Richard B. Russell Dam is a concrete-gravity and embankment dam located on the Savannah River at the border of South Carolina and Georgia, creating Richard B. Russell Lake. The dam was built by the U.S. Army Corps of Engineers between 1974 and 1985 for the purposes of flood control, hydroelectricity, recreation, additional stream flow regulation, water supply, and fish and wildlife management. The concrete structure of the dam spans 1904 ft and rises 210 ft above the riverbed, housing a hydro-power plant with an installed 600 MW capacity. The Richard B. Russell Dam is the final large dam completed by the U.S. Army Corps in the Savannah River Basin and lies 30 miles downstream from the Hartwell Dam (1962) and 37 mi upstream from the J. Strom Thurmond Dam (1954).

==History and construction==
The Flood Control Act of 1966 authorized construction of a new reservoir on the Savannah River to be named Trotters Shoals Lake and Dam. The lake and dam were renamed in 1987 after Georgia senator Richard Brevard Russell Jr. in the same bill that also renamed Clarks Hill Lake to Lake Strom Thurmond. Construction on the new dam began in 1974 and filling of the lake began in October 1983. The lake reached full pool in December 1984 and the original power plant of four 75 MW conventional turbine-generators went online in January 1985. In 1992, the addition of four 75 MW reversible pump-turbine units was completed, giving the dam a pumped-storage hydroelectricity capability.

==Dam characteristics==
The dam has a total length of 5224 ft with its concrete section making up 1,904 feet of that length. The concrete section is flanked on both sides by earthen-embankment dams that total 3320 ft long. The concrete section houses the power plant and spillway of the dam. The spillway contains ten-50 × 45 ft tainter gates that help regulate the reservoir level along with controlling flooding.

==Power plant==
The powerhouse is 690 ft long and contains eight 75 MW generators. Four generators are conventional turbines and another four are reversible turbines. With the four-reversible turbines, the dam can be used for pumped-storage hydroelectricity by pumping water that is discharged downstream back into the reservoir; essentially reusing water.

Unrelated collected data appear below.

PR #676, opened 2022-04-08
Add lyrics in metadata

th-ch:
This PR is a first version of having lyrics in metadata - right now, the lyrics are only set if the lyrics tab has been selected, otherwise the field is just empty (can be improved in the future). It also adds lyrics to downloaded files.

### DIFF
--- a/plugins/downloader/back.js
+++ b/plugins/downloader/back.js
@@ -71,6 +71,12 @@ function handle(win) {
 					description: ""
 				});
 			}
+			if (songMetadata.lyrics){
+				writer.setFrame("USLT", {
+					description: songMetadata.lyrics,
+					lyrics: songMetadata.lyrics,
+				});
+			}
 			writer.addTag();
 			fileBuffer = Buffer.from(writer.arrayBuffer);
 		} catch (error) {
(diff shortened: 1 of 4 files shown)


Araxeus:
I don't like the additional overhead on songInfo and the fact that the callbacks are called for that

I propose that instead of keeping the lyrics in songInfo we get them from lyrics-genius if active
```js
if (plugins.isEnabled('lyrics-genius')){
	const lyrics = await fetchFromGenius(`${metadata.artist} ${metadata.title}`); // needs a refactor first
	if (lyrics) {
		writer.setFrame("USLT", {
			description: songMetadata.lyrics,
			lyrics: songMetadata.lyrics,
		});
	}
}
```

th-ch:
Closing in favor of https://github.com/th-ch/youtube-music/pull/679

cc-gm:
I'm not a programmer, but I'm seeing that the lyrics that are downloaded with lyrics-genius (which are from a page of the same name) also contain the track number of the song (Track Number) and the year of the album (Year), yes You can consider that I add them to the metadata (ID3)

PR #679, opened 2022-04-09
Set lyrics metadata from Genius

th-ch:
Alternative implementation of https://github.com/th-ch/youtube-music/pull/676 - lighter but does not include lyrics in general metadata.


Araxeus:
Looks good to me 🥇

PR #680, opened 2022-04-09
[in-app-menu] add hide icon option

Araxeus:
* [feat: in-app-menu hideIcon option](https://github.com/th-ch/youtube-music/pull/680/commits/b4b785d77313a0ec5529f150171b316b675bfeab) :
 allows hiding the app icon from the titlebar (this + hideMenu option makes PiP mode really smooth looking)

* [fix: in-app-menu bg color edge case](https://github.com/th-ch/youtube-music/pull/680/commits/8000a8326fb77f81880818b4ce9c854a6ccbd2e3) :
  when elements weren't initially rendered because the window was too small, but were then accessed via the arrow keys - backgrounds were missing for the newly rendered elements

### DIFF
--- a/plugins/in-app-menu/front.js
+++ b/plugins/in-app-menu/front.js
@@ -3,7 +3,7 @@ const config = require("../../config");
 const { Titlebar, Color } = require("custom-electron-titlebar");
 function $(selector) { return document.querySelector(selector); }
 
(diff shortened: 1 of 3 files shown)


th-ch (approved):
Looks good, thanks!

PR #655, opened 2022-03-21
add always-on-top option

Araxeus:
Resolves #654

PR #685, opened 2022-04-10
Picture in Picture v2

### LINKED ISSUE #155: [Feature Request] Add Miniplayer as a feature
First off I want to say that this project is simply amazing. 

Before I stumbled upon this repo I downloaded the original YouTube Music Desktop application and saw that it had a Miniplayer feature. I think that adding such a capability to this already immensely better version of YouTube Music would make it incomparable to pretty much any other music application out there.

Araxeus:
continues #674
resolves #155

## Changes ✨ 
* enter PiP when clicking the miniplayer button on the video overlay (replace the native functionality since you can already go to miniplayer when clicking the arrow at the bottom left of the screen)

* Exit PiP when clicking the unmaximize button in the playerbar or pressing the <kbd>escape</kbd> key

* close expanding menu when mouse leave event is fired by removing the
  `no-cancel-on-outside-click` attribute and `$('#expanding-menu').onmouseleave = $('.middle-controls').click()`
  
 * exit fullscreen / maximized state and restore them on PiP exit
 
 * Remember PiP position/size options
 
 * disable PiP mode in config on app launch to avoid a bug where window position wasn't saved even tho PiP was disabled
   (happened if app was shut down while in pip mode, the config would still say pip is on)
   
 * disable double-clicking the video when in PiP mode (it quit fullscreen which looked weird)
 
 *  some more css changes to make the playerbar items more visible
  
 * add always on Top option 
 
 * add adaptors: (wasn't sure where to put this, might refactor)
   * in-app-menu: minify the menu while in PiP mode (custom mini menu since space is limited)
     
 * pretty awkward to use big code blocks inside `webContents.executeJavaScript` so it was all moved to front.js using ipcRenderer
   
 * added keybind option

 * fix precise-volume volumeHud position when in PiP using CSS

 * hide the video-toggle button while in PiP mode

 * add defaults and migration:
   ```js
   {
     "alwaysOnTop": true,
     "savePosition": true,
     "hotkey": "P"
   }
   ```

## Feedback Needed ❓ 

* should the PiP button be removed from the songMenu ?
  (because it's already super cluttered and there is an easy way of getting in and out now)

* should the PiP/AlwaysOnTop option replace the global option added in https://github.com/th-ch/youtube-music/pull/655 ?
  the plugin option works only in PiP mode, and the other one is globally active so I'm thinking of maybe leaving both, but its kinda weird


plugins/picture-in-picture/menu.js
```diff
@@ -0,0 +1,61 @@
...
+                        value: "hotkey",
+                        label: "Hotkey",
+                        default: options.hotkey
+                }],
+                ...promptOptions()
+            }, win)
+        
+            if (output) {
+                const { value, accelerator } = output[0];
+                console.log({ [value]: accelerator }); // DELETE
```
th-ch: nit: debug line?

th-ch (approved):

plugins/picture-in-picture/menu.js
Araxeus: 😅

PR #693, opened 2022-04-17
fix injectCSS `did-finish-load` listener overload

Araxeus:
Fix the following error message:
image


th-ch (approved):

Since the Russell Dam is primarily a peaking facility, the reversible pump-turbines pump water from the backwaters of Lake Thurmond into Lake Russell during off-peak hours when electricity is cheap and demand is low. During periods of high power demand, the water is released to generate electricity. Power produced by the dam is managed by the Southeastern Power Administration.